Bonecrusher paused, still holding the bent girder he’d been about to toss onto the stack. For a second, the offer hit him harder than the debris ever did. He almost laughed—almost—but the sound stuck in his throat.
“Drink?” he echoed, voice rough, shaking his head. “Can’t.”
Long Haul smirked faintly, the kind of tired grin that didn’t quite reach his optics. “That’s why I said I’d buy.”
Bonecrusher shifted his grip on the girder and finally let it drop with a heavy clang. His vents hissed as he straightened, staring at Long Haul across the pile of wreckage.
Doesn’t get it.
Can’t get it.
Every chit I’ve got goes to Hook.
Every hour I’ve got goes to keeping him in that academy.
I can’t afford anything else.
Still, the offer lingered—unexpected, almost strange. After months of silence, Long Haul had chosen now to speak.
Bonecrusher rubbed at the grime on his hands, not really trying to clean it off, just buying himself a moment before he answered.
“Not about the creds,” he said at last, voice low, roughened by fatigue. “It’s about the time. I got a brother at home. Eight years old now. Hook. He’s asleep by the time I head out here. When I’m done, I go back. Make sure he’s safe, make sure the creds stretch for the academy.”
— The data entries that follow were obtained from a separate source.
PR #555, opened 2021-01-05
Fixes #8923 - Add kerberos negotiate auth support

ezr-ondrej:
Implements negotiate authentication.
Doesnt support username output.

Depends on https://github.com/Apipie/apipie-bindings/pull/81.

Expects the host hammer to be in the same REALM as Foreman server and have Foreman external authentication enabled.
User needs to manually run `kinit`, if the user is not REALM user or/and doesnt have kerberos initialization enabled by default.
If `kinit` has not been run - and thus the ticket is not in local keyring, gssapi will fail in not very user friendly manner (help wanted, but I believe this is usable already, so can be merged without it).
I do not validate foreman being able to use negotiate - it will simply fail again `^^`.

If help with testing needed, let me know.

### DIFF
--- a/lib/hammer_cli_foreman/api/negotiate_auth.rb
+++ b/lib/hammer_cli_foreman/api/negotiate_auth.rb
@@ -1,0 +1,13 @@
+module HammerCLIForeman
+  module Api
+    class NegotiateAuth < ApipieBindings::Authenticators::Negotiate
+      def initialize(foreman_url, **options)
+        super("#{foreman_url}/users/extlogin", HammerCLI::SSLOptions.new.get_options(foreman_url).merge(options))
+      end
+
+      def user
+        'UNKNOWN'
+      end
+    end
+  end
+end
--- a/lib/hammer_cli_foreman/api/negotiate_auth.rb
+++ b/lib/hammer_cli_foreman/api/negotiate_auth.rb
@@ -14,14 +14,11 @@ module HammerCLIForeman
       end
 
       def status
-        active = `klist` && $?.exitstatus.zero?
-        no_kerberos_session_msg = _('There is no active Kerberos session. Have you run %s?') % 'kinit'
-        return no_kerberos_session_msg unless active
-
-        _('No session, but there is an active Kerberos session, that will be used for negotiate login.')
-      rescue => e
-        Logging.logger['NegotiateAuth'].debug e
-        no_kerberos_session_msg
+        if system('klist')
+          _('No session, but there is an active Kerberos session, that will be used for negotiate login.')
+        else
+          _('There is no active Kerberos session. Have you run %s?') % 'kinit'
+        end
       end
 
       def error(ex)
--- a/lib/hammer_cli_foreman/api/negotiate_auth.rb
+++ b/lib/hammer_cli_foreman/api/negotiate_auth.rb
@@ -6,7 +6,18 @@ module HammerCLIForeman
       end
 
       def user
-        'UNKNOWN'
+        _('current Kerberos user')
+      end
+
+      def status
+        active = `klist` && $?.exitstatus.zero?
+        no_kerberos_session_msg = _('There is no active Kerberos session. Have you run %s?') % 'kinit'
+        return no_kerberos_session_msg unless active
+
+        _('No session, but there is an active Kerberos session, that will be used for negotiate login.')
+      rescue => e
+        Logging.logger['NegotiateAuth'].debug e
+        no_kerberos_session_msg
       end
     end
   end
--- a/lib/hammer_cli_foreman/api/negotiate_auth.rb
+++ b/lib/hammer_cli_foreman/api/negotiate_auth.rb
@@ -23,6 +23,17 @@ module HammerCLIForeman
         Logging.logger['NegotiateAuth'].debug e
         no_kerberos_session_msg
       end
+
+      def error(ex)
+        if ex.is_a?(RestClient::Unauthorized)
+          message = _('Invalid username or password.')
+          begin
+            message = JSON.parse(ex.response.body)['error']['message']
+          rescue
+          end
+          UnauthorizedError.new(message)
+        end
+      end
     end
   end
 end
--- a/lib/hammer_cli_foreman/api/negotiate_auth.rb
+++ b/lib/hammer_cli_foreman/api/negotiate_auth.rb
@@ -22,14 +22,14 @@ module HammerCLIForeman
       end
 
       def error(ex)
-        if ex.is_a?(RestClient::Unauthorized)
-          message = _('Invalid username or password.')
-          begin
-            message = JSON.parse(ex.response.body)['error']['message']
-          rescue
-          end
-          UnauthorizedError.new(message)
+        super unless ex.is_a?(RestClient::Unauthorized)
+
+        message = _('Invalid username or password.')
+        begin
+          message = JSON.parse(ex.response.body)['error']['message']
+        rescue
         end
+        UnauthorizedError.new(message)
       end
     end
   end
--- a/lib/hammer_cli_foreman/api/negotiate_auth.rb
+++ b/lib/hammer_cli_foreman/api/negotiate_auth.rb
@@ -9,6 +9,10 @@ module HammerCLIForeman
         _('current Kerberos user')
       end
 
+      def session_id
+        auth_cookie&.delete_prefix('_session_id=')
+      end
+
       def status
         active = `klist` && $?.exitstatus.zero?
         no_kerberos_session_msg = _('There is no active Kerberos session. Have you run %s?') % 'kinit'
--- a/lib/hammer_cli_foreman/exception_handler.rb
+++ b/lib/hammer_cli_foreman/exception_handler.rb
@@ -12,6 +12,7 @@ module HammerCLIForeman
         [RestClient::UnprocessableEntity, :handle_unprocessable_entity],
         [RestClient::MovedPermanently, :handle_moved_permanently],
         [RestClient::BadRequest, :handle_bad_request],
+        [ApipieBindings::AuthenticatorError, :handle_authenticator_error],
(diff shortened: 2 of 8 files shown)


shiramax:
[test hammer]

lib/hammer_cli_foreman/api/negotiate_auth.rb
```diff
@@ -0,0 +1,13 @@
+module HammerCLIForeman
+  module Api
+    class NegotiateAuth < ApipieBindings::Authenticators::Negotiate
+      def initialize(foreman_url, **options)
+        super("#{foreman_url}/users/extlogin", HammerCLI::SSLOptions.new.get_options(foreman_url).merge(options))
+      end
+
+      def user
```
shiramax, line 8: I'm getting at the end the message "Successfully logged in as 'UNKNOWN'." 
I wonder if it's the best message here or we could change  the method execute so that we see only "Successfully logged in"

shiramax (commented):
Hi @ezr-ondrej looks good!
I just have two questions: 
1. Do you think we have a way to test this? 
2.The success message might be confusing, what do you think, maybe you could change it?

lib/hammer_cli_foreman/api/negotiate_auth.rb
ezr-ondrej: oh, I forgot to comment https://github.com/theforeman/hammer-cli-foreman/pull/555/files#diff-0d4650155f0335f18fca083b6c11c7a4c9a50d4af563f44d3d003caba468c030R39

ofedoren:
Thanks, @ezr-ondrej! So sorry it took so long :(

TL;DR: I want to test https://github.com/theforeman/hammer-cli-foreman/blob/01830b5a8543d65ef0c0ac08e1d5ccca31f73aeb/lib/hammer_cli_foreman/api/session_authenticator_wrapper.rb#L40 logic to use our sessions with this type of auth.

Seems to be working and the code looks good. One thing that I've noticed while was testing:
it seems that sessions are not being used properly... Maybe I was mistaken (I need to test by hands again), but it seems that nothing such as session id is being used to re-create or re-use connection, it simly will do the steps in apipie-bindings again over and over. Am I correct?

Also, `~/.hammer/sessions/example.com` contains blank data such as `user_name` and `id`. So if I run `kinit` and `hammer auth login negotiate` I am successfully logged in. But if I run `hammer auth status` it says that I'm not logged in although I'm able to run `hammer host list` and get an answer from the server. And if I run `hammer auth logout` it will have no effect at all: no session clearing, no actual logging out (which is okay I guess since we can't run `kdestroy` within hammer)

He vented hard, shoulders tight, then shook his head again.
“Every chit I earn goes to him. Tuition, datapads, exam fees. He deserves better than this slag heap. Drinks won’t get him there.”
Long Haul didn’t smirk this time. His expression flattened, quiet, as if the weight of those words had settled into his own frame. He gave a short nod, loader hydraulics creaking as he shifted his stance.
For a long moment, neither mech spoke. The arena floor settled into the hollow clatter of cleanup around them.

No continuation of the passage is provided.